Когда несколько дней назад бывший архиепископ Кентерберийский осудил бомбардировку немецких городов и возможную бомбардировку Рима, палата лордов официально заявила, что бомбардировка немецких городов должна и будет продолжаться.
1 марта оставалось всего три месяца до вторжения во Францию. Черчилль настаивал, что операцию следует называть «освобождением», а слово «вторжение» использовать только в отношении пересечения вражеской – немецкой – границы. Объединенный комитет начальников штабов выполнил указание; согласился даже Рузвельт. Будь то вторжение или освобождение, «Оверлорд» должен был стать самым существенным шагом, предпринятым англо-американцами для уничтожения Гитлера. Русские не могли сделать это в одиночку; не могло, судя по всему, с этим справиться и бомбардировочное командование. Брэнден Брекен считал «Оверлорд» «самой отчаянной военной авантюрой в истории». Алек Кадоган, постоянный заместитель министра иностранных дел Великобритании, называл эту операцию «самым рискованным предприятием, которое когда-либо затевалось».
Таким оно и было (по крайней мере, с англо-американской точки зрения), однако эта операция была всего лишь одной из многих, частью военного ландшафта[1936].
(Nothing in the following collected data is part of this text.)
PR #11479, opened 2026-03-10
[Infra] handle logs and warnings in observeCompiler, and allow ContextModules

angle943:
### Description

- Running `yarn build` in a plugin would sometimes lead to a non-helpful failure:

```
jungkm@80a9972c0081 SomePlugin % yarn build        
yarn run v1.22.19
$ yarn plugin-helpers build
$ node ../../scripts/plugin_helpers build
 info deleting the build and target directories
 info running @osd/optimizer
 │ info initialized, 0 bundles cached
 │ info starting worker [1 bundle]
 │ERROR webpack compile errors
     │ERROR [storage] build
         │ERROR Optimizations failure.
         │      42 assets
         │          2475 modules
         │          Rspack 1.6.4 compiled with 1 warning in 30.86 s
 │ERROR webpack issue
error Command failed with exit code 1.
info Visit https://yarnpkg.com/en/docs/cli/run for documentation about this command.
error Command failed with exit code 1.
info Visit https://yarnpkg.com/en/docs/cli/run for documentation about this command.
```

- This is very unhelpful and wrong, since Rspack compiled with just 1 warning, so the end result should've been a success.
- So i added a change to 1) log warnings & errors for developers debugging experience, and 2) do not count warnings as failures

- But when i try to run `yarn build` again, it resulted in this (separate) error:

```
ERROR Error: Unexpected module type: ContextModule
```

- ContextModules are valid modules, so we should allow for these

## Changelog
- infra: add logging to compiler step, allow warnings, and allow contextModules

### Check List

- [ ] All tests pass
  - [ ] `yarn test:jest`

### DIFF
--- a/changelogs/fragments/11479.yml
+++ b/changelogs/fragments/11479.yml
@@ -1,0 +1,2 @@
+infra:
+- Add logging to compiler step, allow warnings, and allow contextModules ([#11479](https://github.com/opensearch-project/OpenSearch-Dashboards/pull/11479))


LDrago27 (approved):

packages/osd-optimizer/src/worker/webpack_helpers.ts
```diff
@@ -31,13 +31,29 @@
...
-    return true;
+  const { warnings, errors } = stats.toJson({ all: false, warnings: true, errors: true });
+
+  // Log warnings if present
+  if (warnings && warnings.length > 0) {
+    // eslint-disable-next-line no-console
+    console.warn(`[Webpack] ${warnings.length} warning(s) found:`);
+    warnings.forEach((warning, index) => {
+      // eslint-disable-next-line no-console
+      console.warn(`  Warning ${index + 1}: ${warning.message || warning}`);
```
ananzh, line 42: I think before Rspack, we used to filter warnings `'(export .* was not found in)'`, should we following the previous way to expand the filtered warnings like
```
export const STATS_WARNINGS_FILTER = new RegExp(
    [
      '(export .* was not found in)',
      '(Critical dependency: require function is used in a way in which dependencies cannot be statically extracted)',
    ].join('|')
  );
```

ananzh: So we know exactly what we're allowing (Monaco's warning), which is a common warning according to

https://www.google.com/search?q=monaco-editor+Critical+dependency%3A+require+function+is+used+in+a+way&rlz=1C5GCEM_enUS1175US1175&oq=monaco-editor+Critical+dependency%3A+require+function+is+used+in+a+way&gs_lcrp=EgZjaHJvbWUyBggAEEUYOdIBCDQ3MTJqMGo3qAIAsAIA&sourceid=chrome&ie=UTF-8

but we still break for other warnings. I think my biggest concern is that if we allow passing all warnings then we might miss some actual issues. Though we log them, I feel no one will actually research/understand/fix if we allow passing. I would prefer a more conservative approach. What do you think?

angle943: i think we should treat warnings as warnings. We do not have such a strict process for installation of packages, running unit/cypress tests, TS warnings, and so on.

If a warning is actually production-breaking and our series of tests do not capture it, then we will address the fix and up the coverage.

I'm against the filter because as soon as we add the filter, it can be argued why not just provide the fix? The link you shared shows that we might be able to fix it by monaco-editor-webpack-plugin. And if we are not so eager to provide the fixes now, what are we going to do if we (or plugin teams) in the future encounters other warnings that results in failures? We will most likely do the same thing, add to our whitelist filter, and not action upon it.

Its a mechanism that doesn't produce better quality, its just a mechanism that produces more churn

Issue #11487, opened 2026-03-10
chore: Improve CI Experience for Forks


davidshq:
**Is your feature request related to a problem? Please describe.**

To get OpenSearch Dashboards to run through GitHub Actions on a fork one has to edit the `build_and_test_workflow.yml` and add ones' branch to it. After successfully running CI one then has to revert the change to the workflow before making a PR to OSD.

This is a fairly minor nuisance but is amplified in a few ways:
1. The tests now run fairly frequently and its a pretty hefty set of tests.
2. If one needs to make changes to the PR for any reason one has to re-edit the `build_and_test_workflow.yml` file and then revert it again (or one doesn't and crosses fingers that it passes CI).
3. If one isn't using codecov then you need to also make the codecov conditional or the tests will fail.

This is especially painful for new contributors because the workflows don't kick off automatically on a new PR. They require manual intervention by someone with permissions to start the workflows. This can create a long delay between when a fix is submitted and when CI actually runs on that fix.

**Describe the solution you'd like**

1. If `workflow_dispatch:` is added to the yml file then one doesn't need to edit the file to run on one's branch.
2. If a conditional is added for codecov then the codecov won't run if it isn't configured and the workflow will not fail.

PR #11488, opened 2026-03-10
chore: Enable manual workflow runs and fix codecov for forks

davidshq:
## Summary
Enables manual workflow runs for the build and test workflow and fixes codecov to only run when the token is configured and the project is opensearch-project/OpenSearch-Dashboards (so forks don't fail on missing codecov token).

- This PR addresses #11487 

## Changes
- [chore] Make manual runs possible for the build and test workflow
- [chore] Don't run codecov if token isn't configured or project isn't opensearch-project/OpenSearch-Dashboards

## Changelog
- skip


davidshq:
I believe the prefix issue is fixed? I updated to skip and I see the label was updated to Skip-Changelog, so this should be ready to run through GitHub workflows.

Были и другие ландшафты – экономический, политический, социальный, – через которые игрокам требовалось проложить путь. В ближайшие три месяца горизонт Дуайта Эйзенхауэра закономерно расширился до Нормандии, но не дальше. Шарль де Голль, в Алжире, мечтал дойти до Парижа, лондонские поляки – до Варшавы, Бенеш – до Праги. Военачальники союзнических сил рассматривали возможности по всему миру – в Италии, в огромном Тихоокеанском регионе, в Бирме. В политической сфере у Гарримана, Галифакса, Халла и Идена было много общих проблем и много решений, но далеко не все. Британские дипломаты по всему миру вступали в споры с местными лидерами по поводу локальных вопросов; в Бенгалии свирепствовал голод. В это время дома возникали конфликты между британскими властями и раздраженными британцами по поводу заработной платы, продовольственных талонов, дефицита продуктов и нехватки пива. Каждый участник драмы действовал только в пределах своей ограниченной сферы, а Черчилль отвечал за все сферы деятельности, военную, политическую, экономическую – на международном уровне и на родном острове. И все это находилось в непрерывном движении. Его обязанности постоянно и быстро менялись, как в калейдоскопе, во всем их бессистемном разнообразии. Безусловно, о Польше и «Оверлорде» Черчилль думал чаще всего, но было множество и других забот. Не вызывало сомнений, что в Румынию, которая с конца 1943 года пыталась прощупать Стокгольм на предмет возможности заключения мирного договора, скоро вторгнется Красная армия. Черчилль понимал, что, как только советские войска займут Бухарест, вопрос сепаратного мира с Румынией перейдет в разряд спорных. Венгры и болгары тоже начали нервничать по мере приближения Красной армии к Карпатам. В середине марта, после того как Гитлер узнал, что Венгрия проводит дипломатическое зондирование на западе, направил вермахт оккупировать страну и установить пронацистское марионеточное правительство. По приказу нового правительства 450 тысяч венгерских евреев и цыган вскоре были отправлены в концлагеря. Финны тоже увидели зловещее предзнаменование. Они понимали, что Красная армия, освободив Ленинград, направится к ним. Так и случилось, внезапное нападение произошло в июне. В августе маршал Карл Маннергейм заключил сепаратный мир с Советским Союзом.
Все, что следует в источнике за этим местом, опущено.